What is needed:
What you return must match the records exactly, with every line included.

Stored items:
↓↓↓

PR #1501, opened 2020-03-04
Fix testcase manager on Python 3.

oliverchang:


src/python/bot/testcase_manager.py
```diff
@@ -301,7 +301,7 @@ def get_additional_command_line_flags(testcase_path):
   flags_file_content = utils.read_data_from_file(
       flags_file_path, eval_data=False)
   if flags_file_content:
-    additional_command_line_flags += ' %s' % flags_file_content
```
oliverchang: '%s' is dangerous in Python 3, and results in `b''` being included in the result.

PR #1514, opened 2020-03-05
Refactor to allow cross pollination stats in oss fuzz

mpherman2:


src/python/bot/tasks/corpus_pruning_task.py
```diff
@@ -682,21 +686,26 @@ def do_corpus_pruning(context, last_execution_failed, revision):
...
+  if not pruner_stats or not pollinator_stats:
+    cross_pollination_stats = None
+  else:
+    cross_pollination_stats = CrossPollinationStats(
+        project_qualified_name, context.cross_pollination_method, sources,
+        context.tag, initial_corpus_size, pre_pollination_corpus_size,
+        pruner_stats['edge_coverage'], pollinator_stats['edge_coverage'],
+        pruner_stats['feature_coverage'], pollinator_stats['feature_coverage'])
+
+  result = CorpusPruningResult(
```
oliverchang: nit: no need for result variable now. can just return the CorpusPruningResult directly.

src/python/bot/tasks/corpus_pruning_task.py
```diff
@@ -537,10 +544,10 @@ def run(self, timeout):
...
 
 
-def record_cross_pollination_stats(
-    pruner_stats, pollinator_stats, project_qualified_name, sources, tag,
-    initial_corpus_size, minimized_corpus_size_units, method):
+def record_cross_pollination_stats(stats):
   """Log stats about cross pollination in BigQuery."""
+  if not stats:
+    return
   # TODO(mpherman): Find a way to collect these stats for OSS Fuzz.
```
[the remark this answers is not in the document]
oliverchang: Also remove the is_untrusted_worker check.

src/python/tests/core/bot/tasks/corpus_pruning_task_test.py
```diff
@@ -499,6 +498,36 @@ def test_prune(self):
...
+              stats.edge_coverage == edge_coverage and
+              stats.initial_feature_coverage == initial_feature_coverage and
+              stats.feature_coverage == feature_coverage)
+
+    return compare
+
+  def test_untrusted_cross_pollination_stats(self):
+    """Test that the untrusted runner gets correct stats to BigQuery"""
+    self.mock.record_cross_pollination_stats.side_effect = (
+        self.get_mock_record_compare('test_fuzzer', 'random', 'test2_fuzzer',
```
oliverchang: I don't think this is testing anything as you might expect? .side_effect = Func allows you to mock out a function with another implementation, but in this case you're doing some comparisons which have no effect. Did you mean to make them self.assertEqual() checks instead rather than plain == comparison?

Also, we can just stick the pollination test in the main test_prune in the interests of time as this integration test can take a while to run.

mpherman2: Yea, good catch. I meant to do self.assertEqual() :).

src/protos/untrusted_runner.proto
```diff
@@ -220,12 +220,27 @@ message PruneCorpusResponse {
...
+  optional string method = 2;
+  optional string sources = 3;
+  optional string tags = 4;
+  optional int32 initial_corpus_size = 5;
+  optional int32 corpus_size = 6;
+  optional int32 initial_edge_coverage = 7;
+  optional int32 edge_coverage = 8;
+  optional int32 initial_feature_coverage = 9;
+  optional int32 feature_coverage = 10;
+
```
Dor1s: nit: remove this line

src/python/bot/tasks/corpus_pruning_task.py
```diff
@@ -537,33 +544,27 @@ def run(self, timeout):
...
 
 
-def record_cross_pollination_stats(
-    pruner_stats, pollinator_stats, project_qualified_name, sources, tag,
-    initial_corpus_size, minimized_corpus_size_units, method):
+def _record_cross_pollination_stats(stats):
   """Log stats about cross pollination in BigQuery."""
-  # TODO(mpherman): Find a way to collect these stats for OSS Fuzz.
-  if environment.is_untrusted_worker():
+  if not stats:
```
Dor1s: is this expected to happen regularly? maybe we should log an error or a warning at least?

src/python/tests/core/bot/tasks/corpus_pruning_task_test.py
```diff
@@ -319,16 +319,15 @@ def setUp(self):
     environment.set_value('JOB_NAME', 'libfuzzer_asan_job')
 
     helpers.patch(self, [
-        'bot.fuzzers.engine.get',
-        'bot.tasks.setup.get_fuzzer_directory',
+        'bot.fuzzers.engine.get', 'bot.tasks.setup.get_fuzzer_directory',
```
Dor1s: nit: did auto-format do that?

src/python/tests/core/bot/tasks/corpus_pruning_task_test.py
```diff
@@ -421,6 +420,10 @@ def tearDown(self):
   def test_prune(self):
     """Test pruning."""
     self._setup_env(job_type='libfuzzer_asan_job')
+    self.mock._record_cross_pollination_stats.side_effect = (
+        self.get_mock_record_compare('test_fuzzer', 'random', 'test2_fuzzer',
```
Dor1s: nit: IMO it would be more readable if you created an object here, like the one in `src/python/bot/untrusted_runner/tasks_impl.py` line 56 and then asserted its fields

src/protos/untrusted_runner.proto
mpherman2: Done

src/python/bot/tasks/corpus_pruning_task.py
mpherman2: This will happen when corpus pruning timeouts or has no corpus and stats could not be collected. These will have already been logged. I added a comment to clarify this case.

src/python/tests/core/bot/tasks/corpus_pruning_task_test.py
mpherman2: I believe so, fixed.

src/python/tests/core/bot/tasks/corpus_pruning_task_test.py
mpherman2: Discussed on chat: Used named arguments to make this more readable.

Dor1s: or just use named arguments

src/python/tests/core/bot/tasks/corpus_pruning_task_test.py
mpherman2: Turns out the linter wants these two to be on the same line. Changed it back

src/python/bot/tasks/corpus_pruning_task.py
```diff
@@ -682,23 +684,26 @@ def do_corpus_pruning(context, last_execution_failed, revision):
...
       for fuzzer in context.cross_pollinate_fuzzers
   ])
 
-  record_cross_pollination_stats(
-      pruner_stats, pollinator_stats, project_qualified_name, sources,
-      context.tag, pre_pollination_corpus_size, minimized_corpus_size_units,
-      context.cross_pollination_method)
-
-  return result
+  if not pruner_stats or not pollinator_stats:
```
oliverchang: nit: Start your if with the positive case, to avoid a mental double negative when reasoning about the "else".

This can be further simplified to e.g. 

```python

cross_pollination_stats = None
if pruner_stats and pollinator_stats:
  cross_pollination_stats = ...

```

↑↑↑

Task result:
PR #1501, opened 2020-03-04
Fix testcase manager on Python 3.

oliverchang:


src/python/bot/testcase_manager.py
```diff
@@ -301,7 +301,7 @@ def get_additional_command_line_flags(testcase_path):
   flags_file_content = utils.read_data_from_file(
       flags_file_path, eval_data=False)
   if flags_file_content:
-    additional_command_line_flags += ' %s' % flags_file_content
```
oliverchang: '%s' is dangerous in Python 3, and results in `b''` being included in the result.

PR #1514, opened 2020-03-05
Refactor to allow cross pollination stats in oss fuzz

mpherman2:


src/python/bot/tasks/corpus_pruning_task.py
```diff
@@ -682,21 +686,26 @@ def do_corpus_pruning(context, last_execution_failed, revision):
...
+  if not pruner_stats or not pollinator_stats:
+    cross_pollination_stats = None
+  else:
+    cross_pollination_stats = CrossPollinationStats(
+        project_qualified_name, context.cross_pollination_method, sources,
+        context.tag, initial_corpus_size, pre_pollination_corpus_size,
+        pruner_stats['edge_coverage'], pollinator_stats['edge_coverage'],
+        pruner_stats['feature_coverage'], pollinator_stats['feature_coverage'])
+
+  result = CorpusPruningResult(
```
oliverchang: nit: no need for result variable now. can just return the CorpusPruningResult directly.

src/python/bot/tasks/corpus_pruning_task.py
```diff
@@ -537,10 +544,10 @@ def run(self, timeout):
...
 
 
-def record_cross_pollination_stats(
-    pruner_stats, pollinator_stats, project_qualified_name, sources, tag,
-    initial_corpus_size, minimized_corpus_size_units, method):
+def record_cross_pollination_stats(stats):
   """Log stats about cross pollination in BigQuery."""
+  if not stats:
+    return
   # TODO(mpherman): Find a way to collect these stats for OSS Fuzz.
```
[the remark this answers is not in the document]
oliverchang: Also remove the is_untrusted_worker check.

src/python/tests/core/bot/tasks/corpus_pruning_task_test.py
```diff
@@ -499,6 +498,36 @@ def test_prune(self):
...
+              stats.edge_coverage == edge_coverage and
+              stats.initial_feature_coverage == initial_feature_coverage and
+              stats.feature_coverage == feature_coverage)
+
+    return compare
+
+  def test_untrusted_cross_pollination_stats(self):
+    """Test that the untrusted runner gets correct stats to BigQuery"""
+    self.mock.record_cross_pollination_stats.side_effect = (
+        self.get_mock_record_compare('test_fuzzer', 'random', 'test2_fuzzer',
```
oliverchang: I don't think this is testing anything as you might expect? .side_effect = Func allows you to mock out a function with another implementation, but in this case you're doing some comparisons which have no effect. Did you mean to make them self.assertEqual() checks instead rather than plain == comparison?

Also, we can just stick the pollination test in the main test_prune in the interests of time as this integration test can take a while to run.

mpherman2: Yea, good catch. I meant to do self.assertEqual() :).

src/protos/untrusted_runner.proto
```diff
@@ -220,12 +220,27 @@ message PruneCorpusResponse {
...
+  optional string method = 2;
+  optional string sources = 3;
+  optional string tags = 4;
+  optional int32 initial_corpus_size = 5;
+  optional int32 corpus_size = 6;
+  optional int32 initial_edge_coverage = 7;
+  optional int32 edge_coverage = 8;
+  optional int32 initial_feature_coverage = 9;
+  optional int32 feature_coverage = 10;
+
```
Dor1s: nit: remove this line

src/python/bot/tasks/corpus_pruning_task.py
```diff
@@ -537,33 +544,27 @@ def run(self, timeout):
...
 
 
-def record_cross_pollination_stats(
-    pruner_stats, pollinator_stats, project_qualified_name, sources, tag,
-    initial_corpus_size, minimized_corpus_size_units, method):
+def _record_cross_pollination_stats(stats):
   """Log stats about cross pollination in BigQuery."""
-  # TODO(mpherman): Find a way to collect these stats for OSS Fuzz.
-  if environment.is_untrusted_worker():
+  if not stats:
```
Dor1s: is this expected to happen regularly? maybe we should log an error or a warning at least?

src/python/tests/core/bot/tasks/corpus_pruning_task_test.py
```diff
@@ -319,16 +319,15 @@ def setUp(self):
     environment.set_value('JOB_NAME', 'libfuzzer_asan_job')
 
     helpers.patch(self, [
-        'bot.fuzzers.engine.get',
-        'bot.tasks.setup.get_fuzzer_directory',
+        'bot.fuzzers.engine.get', 'bot.tasks.setup.get_fuzzer_directory',
```
Dor1s: nit: did auto-format do that?

src/python/tests/core/bot/tasks/corpus_pruning_task_test.py
```diff
@@ -421,6 +420,10 @@ def tearDown(self):
   def test_prune(self):
     """Test pruning."""
     self._setup_env(job_type='libfuzzer_asan_job')
+    self.mock._record_cross_pollination_stats.side_effect = (
+        self.get_mock_record_compare('test_fuzzer', 'random', 'test2_fuzzer',
```
Dor1s: nit: IMO it would be more readable if you created an object here, like the one in `src/python/bot/untrusted_runner/tasks_impl.py` line 56 and then asserted its fields

src/protos/untrusted_runner.proto
mpherman2: Done

src/python/bot/tasks/corpus_pruning_task.py
mpherman2: This will happen when corpus pruning timeouts or has no corpus and stats could not be collected. These will have already been logged. I added a comment to clarify this case.

src/python/tests/core/bot/tasks/corpus_pruning_task_test.py
mpherman2: I believe so, fixed.

src/python/tests/core/bot/tasks/corpus_pruning_task_test.py
mpherman2: Discussed on chat: Used named arguments to make this more readable.

Dor1s: or just use named arguments

src/python/tests/core/bot/tasks/corpus_pruning_task_test.py
mpherman2: Turns out the linter wants these two to be on the same line. Changed it back

src/python/bot/tasks/corpus_pruning_task.py
```diff
@@ -682,23 +684,26 @@ def do_corpus_pruning(context, last_execution_failed, revision):
...
       for fuzzer in context.cross_pollinate_fuzzers
   ])
 
-  record_cross_pollination_stats(
-      pruner_stats, pollinator_stats, project_qualified_name, sources,
-      context.tag, pre_pollination_corpus_size, minimized_corpus_size_units,
-      context.cross_pollination_method)
-
-  return result
+  if not pruner_stats or not pollinator_stats:
```
oliverchang: nit: Start your if with the positive case, to avoid a mental double negative when reasoning about the "else".

This can be further simplified to e.g. 

```python

cross_pollination_stats = None
if pruner_stats and pollinator_stats:
  cross_pollination_stats = ...

```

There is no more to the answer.